Dependent files from pipeline #1 lake-temperature-model-prep:
- feature_crosswalk.rds and .ind
- lakes_sf.rds and .ind
- NLDAS_grid coords and cell resolution

The following files are dependencies in pipeline #3 lake-temperature-neural-networks:
- [`feature_nldas_coords.rds`](https://drive.google.com/drive/u/1/folders/1pbhIjfYUPZ4lEICm5zwJFjIjGYEz1qwi) and [`.ind`](https://github.com/USGS-R/lake-temperature-neural-networks/tree/master/in)
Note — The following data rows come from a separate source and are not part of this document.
PR #238, opened 2022-04-12
docs: nested template requires `.` to pass variables

tgross:
Without including the `.` in the nested template caller, the variables
for the parent won't be rendered in the child templates.

Ran into this while working on https://github.com/hashicorp/nomad-pack-community-registry/pull/113 and was very confused :grinning:


angrycub (commented):
Good catch. There are definitely some places we need to try to catch up the docs, so PRs like this are very helpful!

angrycub (approved):

PR #240, opened 2022-04-14
docs: remove author and url fields from writing packs

tgross:
Originally `app.author` was intended to be the actual author of the
app, but many pack maintainers put their own names here. We have the
GitHub handles of the actual maintainers, so remove this field from
the guide.

Likewise, the `pack.url` field doesn't match the actual registry URL
if someone forks a registry. Remove that field as well.

ref conversation with @mikenomitch in https://github.com/hashicorp/nomad-pack-community-registry/pull/113#discussion_r848825515 and https://github.com/hashicorp/nomad-pack-community-registry/pull/113#discussion_r848827897


tgross:
As it turns out, `author` is required.

pkazmierczak:
Closing this since the issue has been resolved by #317 and #343.

PR #242, opened 2022-04-22
[chore] Onboard Nomad-Pack to common release toolkit

angrycub:
**Description**
Onboarding Nomad-Pack to the HashiCorp Common Release toolkit.

- Add version target to Makefile
- Add Docker build outputs
- Add CRT release configuration
- Add CRT build workflow


.github/workflows/build.yml
```diff
@@ -0,0 +1,268 @@
...
+
+      fail-fast: true
+
+    name: Go ${{ needs.get-go-version.outputs.go-version }} ${{ matrix.goos }} ${{ matrix.goarch }} build
+
+    steps:
+      - uses: actions/checkout@v2
+
+      - name: Setup go
+        uses: actions/setup-go@v2
```
lgfa29, line 90:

If any of these files are changed / updated in this pipeline, remember to:
1. copy the update .rds file to the dependent pipeline's drive (which is hyperlinked above) and to _ALSO_
2. copy the updated .ind file to the dependent pipeline's github repository (which is also hyperlinked above)

### end around on the batch jobs
In order to get around the issue with UV being down, my VM being slow, and normal being even slower in batch mode, I set up a single node in normal for interactive mode, and ran scmake in R.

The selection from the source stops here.